Task details — For this exercise, restate word for word only the lines from the first line of the data to the line containing "The Postman source".
────────
PR #4086, opened 2025-04-23
Postman increase http client timeout

casey-tran:
### Description:
The Postman source can encounter issues with reading response bodies due to context cancellation or HTTP client timeout while trying to read the body. This PR attempts to remedy this issue by:

1. Deferring the response bodies closing.
2. In the process of 1, I consolidated the read and close steps into the function that makes Postman API calls.
3. Assigning a timeout value to the client returned by `RetryableHTTPClientTimeout`.

An odd bug was found in the process of exploring `RetryableHTTPClientTimeout`. The client returned by `RetryableHTTPClientTimeout` with `return httpClient.StandardClient()` did not keep the timeout attribute assigned to the receiver `httpClient` earlier in the function. The client returned by the call to `RetryableHTTPClientTimeout` would have a `Timeout` value of `0`, which then begs the question of how a http client could ever time out with a `Timeout` value of `0` in the first place.

### Checklist:

### DIFF
--- a/pkg/common/http.go
+++ b/pkg/common/http.go
@@ -47,7 +47,7 @@ oyi3B43njTOQ5yOf+1CceWxG1bQVs5ZufpsMljq4Ui0/1lvh+wjChP4kqKOJ2qxq
 4RgqsahDYVvTH9w7jXbyLeiNdd8XM2w9U/t7y0Ff/9yi0GE44Za4rF2LN9d11TPA
 mRGunUHBcnWEvgJBQl9nJEiU0Zsnvgc/ubhPgXRR4Xq37Z0j4r7g1SgEEzwxA57d
 emyPxgcYxn/eR44/KJ4EBs+lVDR3veyJm+kXQ99b21/+jh5Xos1AnX5iItreGCc=
------END CERTIFICATE-----	
+-----END CERTIFICATE-----
 `,
 	// 	CN = ISRG Root X2
 	// TODO: Expires September 17, 2040 at 9:00:00 AM Pacific Daylight Time
@@ -199,7 +199,10 @@ func RetryableHTTPClientTimeout(timeOutSeconds int64, opts ...ClientOption) *htt
 	for _, opt := range opts {
 		opt(httpClient)
 	}
-	return httpClient.StandardClient()
+
+	standardClient := httpClient.StandardClient()
+	standardClient.Timeout = httpClient.HTTPClient.Timeout
+	return standardClient
 }
 
 const DefaultResponseTimeout = 5 * time.Second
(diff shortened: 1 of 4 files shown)


pkg/common/http.go
```diff
@@ -199,7 +200,11 @@ func RetryableHTTPClientTimeout(timeOutSeconds int64, opts ...ClientOption) *htt
 	for _, opt := range opts {
 		opt(httpClient)
 	}
-	return httpClient.StandardClient()
+
+	standardClient := httpClient.StandardClient()
+	standardClient.Timeout = httpClient.HTTPClient.Timeout
+	standardClient.Transport = httpClient.HTTPClient.Transport
```
rosecodym, line 206: The retryable HTTP client's transport is where the retry magic happens, so overwriting it eliminates retries!

rosecodym (dismissed):
This PR inadvertently makes retryable HTTP clients no longer retry; I think it will be easier to explain synchronously.

pkg/sources/postman/postman_client.go
```diff
@@ -256,13 +257,19 @@ func (c *Client) getPostmanReq(ctx context.Context, url string, headers map[stri
 	if err != nil {
 		return nil, err
 	}
+	defer resp.Body.Close()
+
+	body, err := io.ReadAll(resp.Body)
+	if err != nil {
+		ctx.Logger().Error(err, "could not read postman response body")
```
camgunz, line 264: I think it would be OK to pass this error on up.

camgunz (changes requested):
Just had one thing about a logged error becoming a real error

pkg/sources/postman/postman_client.go
```diff
@@ -246,7 +246,8 @@ func checkResponseStatus(r *http.Response) error {
 	return fmt.Errorf("postman Request failed with status code: %d", r.StatusCode)
 }
 
-func (c *Client) getPostmanReq(ctx context.Context, url string, headers map[string]string) (*http.Response, error) {
+// getPostmanResponseBodyBytes makes a request to the Postman API and returns the response body as bytes.
+func (c *Client) getPostmanResponseBodyBytes(ctx context.Context, url string, headers map[string]string) ([]byte, error) {
```
rosecodym, line 250: What motivated this change? All else equal, delaying reads as long as possible is usually best (because it gives callers the most flexibility), but was there a specific reason to read eagerly here that's not jumping out at me?

rosecodym, line 250: What motivated this change? All else equal, delaying reads as long as possible is usually best (because it gives callers the most flexibility), but was there a specific reason to read eagerly here that's not jumping out at me?

pkg/sources/postman/postman_client.go
casey-tran: @martinlocklear brought up that some of the Postman errors could be pass through rather than blocking. I guess that can wait for his PR for a discussion on what should/shouldn't be skipped.

casey-tran: Changed this error back to blocking.

camgunz (approved):

PR #4088, opened 2025-04-23
feat: allow input source from pipe

strazzere:
While performing a bit of experimentation, I found it was easier to allow data to flow from other segments of my machine via piping it in, rather than flushing it to disk. This can speed up the process when pre-processing large amounts of data. This allow allowed me to keep disk space low and just utilize a large ram machine.

### Description:
Allow `stdin` an input source. This was helpful for dealing with large datasets and avoiding the disk (and keeping memory to a decent size). This should let other folks leverage the tool a bit easier when piping data from other tools potentially.

My specific instance was processing a rather large file in memory from the web and just piping to trufflehog. This was automated on an aws machine which a small disk but lots of CPU/memory.

### Checklist:


zricethezav:
@strazzere good lookin' PR. Would you mind adding an example command in the README?

strazzere:
Documentation fix added

strazzere:
It doesn't really matter to me, pipe felt better since it strongly infers this isn't inherently just readable data that is being processed. Though that might literally just be how I think of it. I can change it over to `stdin`.

pkg/sources/pipe/pipe.go
```diff
@@ -0,0 +1,93 @@
...
+
+func (s *Source) Chunks(ctx context.Context, chunksChan chan *sources.Chunk, _ ...sources.ChunkingTarget) error {
+	stdin := os.Stdin
+	chunkSkel := &sources.Chunk{
+		SourceType: s.Type(),
+		SourceName: s.name,
+		SourceID:   s.SourceID(),
+		JobID:      s.JobID(),
+		SourceMetadata: &source_metadatapb.MetaData{
+			Data: &source_metadatapb.MetaData_Filesystem{
```
rosecodym, line 61: If this is a new source, it should use a new type of metadata. (The new type won't actually contain any information, but empty metadata is fine.)

pkg/sources/pipe/pipe.go
```diff
@@ -0,0 +1,93 @@
...
+func (s *Source) Enumerate(ctx context.Context, reporter sources.UnitReporter) error {
+	unit := sources.CommonSourceUnit{ID: "<stdin>"}
+	return reporter.UnitOk(ctx, unit)
+}
+
+func (s *Source) ChunkUnit(ctx context.Context, unit sources.SourceUnit, reporter sources.ChunkReporter) error {
+	ch := make(chan *sources.Chunk)
+	go func() {
+		defer close(ch)
+		_ = s.Chunks(ctx, ch)
```
rosecodym, line 83: This is an interesting solution! Usually we have `Chunks` invoke `ChunkUnit`, but you've done it the other way around. I can't see anything "wrong" with it, but it did involve more boilerplate (to fiddle with the channel) than the other way does, especially if you use the pre-canned `ChanReporter` type that exists. Is that something you considered?

strazzere: Ah! I think I see what you're saying.

This was mostly based of looking at `filesystem.go` and trying to figure out the best way to convert a "fileless" stream in. It just "felt right" while doing it and had worked - plus it let me get onto the primary aspect of the research I was doing vs try to understand the deeper bits of everything.

If required/wanted, I can try to rework this in a different pattern when I have the time.

rosecodym: Oh, that's not necessary, I just thought I'd mention it in case you found it helpful.

rosecodym (changes requested):
This looks pretty good! Once you've changed all the names over from "pipe" to "stdin" or "Standard Input" we'd be happy to get it in. (Please change them in both the code and the user-facing text.)

pkg/sources/pipe/pipe.go
strazzere: This should be resolved now.

strazzere:
Requested changes should all be done now, cheers.

rosecodym (approved):
Very cool, thanks!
────────
Solution to this problem —
PR #4086, opened 2025-04-23
Postman increase http client timeout

casey-tran:
### Description:
The Postman source can encounter issues with reading response bodies due to context cancellation or HTTP client timeout while trying to read the body. This PR attempts to remedy this issue by:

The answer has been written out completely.